Thus, we concluded that Df(2L)ED49 uncovered a gene required for epithelial barrier formation. This notion is supported by the finding that additional deficiencies overlapping the genomic region deleted in Df(2L)ED49 lead to identical dye penetration phenotypes [Df(2L)Excel8003; Df(2L)BCS16; Df(2L)ED80] (Fig. 1B–D). According to the genome annotation (Dowell et al., 2001; Tweedie et al., 2009), the deficiency Df(2L)ED49 removes only seven transcription units, and the function of five of these transcription units can be tested by additional alleles (Fig. 1E) (see Fig. 3A–E) (Hahn and Jackle, 1996; Royet et al., 1998).

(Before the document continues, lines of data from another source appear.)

PR #2596, opened 2017-06-07
Resolved issue #2581 -- Update the Paid Amount for an Open Recurring …

### LINKED ISSUE #2581: If new Opp added to Open Recurring Donation, Paid Amount rollup is not calculated on edited Opportunities
[Thread.](https://powerofus.force.com/0D58000003PMOPZ)

Verified in test org. It appears that the when the Opportunity is updated to include the RD, it's not firing the trigger on RD the way it does on insert. Then the batch is not seeing that Opp in its query either?

While it's our preferred process to update an auto-created Opp rather than create a new one, this still feels like a bug to investigate.

Steps to repeat:

1. Contact with RD, Open (I did quarterly but that doesn't matter)
2. Create new Opp for Contact and populate RD lookup
3. Verify that Paid amount is updated with new opp
4. Create new Opp for Contact and leave RD lookup blank. Save.
5. Edit and add RD.
6. RD Paid amount not updated. Running Batch does not update. Refresh does not update.

image

image

joy-sfdo:
…Donation when an Opportunity is added.

# Critical Changes

# Changes

# Issues Closed
Fixes #2581

### DIFF
--- a/src/classes/RD_RecurringDonations_Opp_TDTM.cls
+++ b/src/classes/RD_RecurringDonations_Opp_TDTM.cls
@@ -58,11 +58,14 @@ public class RD_RecurringDonations_Opp_TDTM extends TDTM_Runnable {
                 //does it have a recurring donation reference?
                 //has it changed closed state, amount, or recurring donation changed?
                 Opportunity oppOld = (Opportunity)oldlist[i];
-                
-                if (o.npe03__Recurring_Donation__c != null 
-                    && (o.isClosed != oppOld.isClosed 
-                        || o.Amount != oppOld.Amount
-                        || o.npe03__Recurring_Donation__c != oppOld.npe03__Recurring_Donation__c)){
+                if (o.isClosed != oppOld.isClosed 
+                    || o.Amount != oppOld.Amount
+                    || o.npe03__Recurring_Donation__c != oppOld.npe03__Recurring_Donation__c){
+                    // If the Recurring Donation has changed, also update the Recurring Donation 
+                    // associated with the old (previous) version of the Opportunity
+                    if(o.npe03__Recurring_Donation__c != oppOld.npe03__Recurring_Donation__c) {
+                        rdIds.add(oppOld.npe03__Recurring_Donation__c);
+                    }
                     rdIds.add(o.npe03__Recurring_Donation__c);
                 }
                 i++;
--- a/src/classes/RD_RecurringDonations_Opp_TDTM.cls
+++ b/src/classes/RD_RecurringDonations_Opp_TDTM.cls
@@ -56,13 +56,17 @@ public class RD_RecurringDonations_Opp_TDTM extends TDTM_Runnable {
             for (SObject sobj : newlist) {
                 Opportunity o = (Opportunity)sobj;
                 //does it have a recurring donation reference?
-                //has it changed closed state or amount?
+                //has it changed closed state, amount, or recurring donation changed?
                 Opportunity oppOld = (Opportunity)oldlist[i];
-                if (o.npe03__Recurring_Donation__c != null && (o.isClosed != oppOld.isClosed || o.Amount != oppOld.Amount)){
+                
+                if (o.npe03__Recurring_Donation__c != null 
+                    && (o.isClosed != oppOld.isClosed 
+                        || o.Amount != oppOld.Amount
+                        || o.npe03__Recurring_Donation__c != oppOld.npe03__Recurring_Donation__c)){
                     rdIds.add(o.npe03__Recurring_Donation__c);
                 }
                 i++;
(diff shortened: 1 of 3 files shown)


src/classes/RD_RecurringDonations_Opp_TDTM.cls
```diff
@@ -56,13 +56,20 @@ public class RD_RecurringDonations_Opp_TDTM extends TDTM_Runnable {
...
-                //has it changed closed state or amount?
+                //has it changed closed state, amount, or recurring donation changed?
                 Opportunity oppOld = (Opportunity)oldlist[i];
-                if (o.npe03__Recurring_Donation__c != null && (o.isClosed != oppOld.isClosed || o.Amount != oppOld.Amount)){
+                if (o.isClosed != oppOld.isClosed 
+                    || o.Amount != oppOld.Amount
+                    || o.npe03__Recurring_Donation__c != oppOld.npe03__Recurring_Donation__c){
+                    // If the Recurring Donation has changed, also update the Recurring Donation 
+                    // associated with the old (previous) version of the Opportunity
+                    if(o.npe03__Recurring_Donation__c != oppOld.npe03__Recurring_Donation__c) {
```
davidhabib: You need to make sure the RD isn't null.  adding null to rdIds will probably cause problems!

src/classes/RD_RecurringDonations_Opp_TDTM.cls
```diff
@@ -56,13 +56,20 @@ public class RD_RecurringDonations_Opp_TDTM extends TDTM_Runnable {
...
+                        rdIds.add(oppOld.npe03__Recurring_Donation__c);
+                    }
                     rdIds.add(o.npe03__Recurring_Donation__c);
```
davidhabib: similarly, you need to make sure the new opp's RD isn't null.

src/classes/RD_RecurringDonations_TEST2.cls
```diff
@@ -1154,4 +1154,194 @@ private with sharing class RD_RecurringDonations_TEST2 {
...
+        //--------------------------------
+        // Confirm the Opportunity has updated the npe03__Paid_Amount__c for both Recurring Donations (r1 & r2) 
+        rd1 = [select npe03__Paid_Amount__c from npe03__Recurring_Donation__c where id = :r1.id];    
+        System.assertEquals(null, rd1.npe03__Paid_Amount__c);
+
+        rd2 = [select npe03__Paid_Amount__c from npe03__Recurring_Donation__c where id = :r2.id];    
+        System.assertEquals(50, rd2.npe03__Paid_Amount__c);
+    }
+    
 }
```
davidhabib: your first test covers an opp changing from no RD to an existing RD.  your second test covers moving an opp from RD1 to RD2.  but I think you missed testing an opp changing from an RD to no RD.  not sure if that would have then flagged the issues I mentioned above, or whether we are getting luck in the code that there is no negative side effect of having nulls in our set rdIds.  we should add the test and make the code avoid this.  thanks.

src/classes/RD_RecurringDonations_Opp_TDTM.cls
joy-sfdo: Hi Dave, 

I didn't notice a problem when I set the Opp's RD to null. It updated the values on the RD accordingly. I'll test again.

src/classes/RD_RecurringDonations_Opp_TDTM.cls
joy-sfdo: Same here, setting the Opp's RD to null, removed the Opp from the RD and updated its values. I'll test again.

Thanks!

davidhabib: even if you can't reproduce a problem, it is poor programming practice to put null values onto a set, list, or map.  It can lead to bugs in soql and code that uses the collection, expecting all the values to be valid.

src/classes/RD_RecurringDonations_Opp_TDTM.cls
joy-sfdo: Hi Dave, 
I added the null check before adding to the rdIds.
Thanks!

src/classes/RD_RecurringDonations_Opp_TDTM.cls
joy-sfdo: Hi Dave,
Agreed. It can lead to bugs.
Thanks!

src/classes/RD_RecurringDonations_TEST2.cls
joy-sfdo: Hi Dave,
Added a new test case for changing from an RD to no RD.
Thanks!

Of the five mutants tested, only a transposon insertion into the second coding exon of CG2813 PBac[f05607] (abbreviated as coiledP) displayed a dye penetration phenotype in homozygosis and in trans to the deficiency Df(2L)ED49 (Figs. 2D–F, 3D). The lethality and the dye penetration phenotype associated with the transposon insertion can be reverted by precise excision (data not shown). Based on its mutant phenotype, we originally termed the gene leaky. Recently, the same gene has been named coiled (cold) (Nilton et al., 2010).

Figure 2.

Figure 2.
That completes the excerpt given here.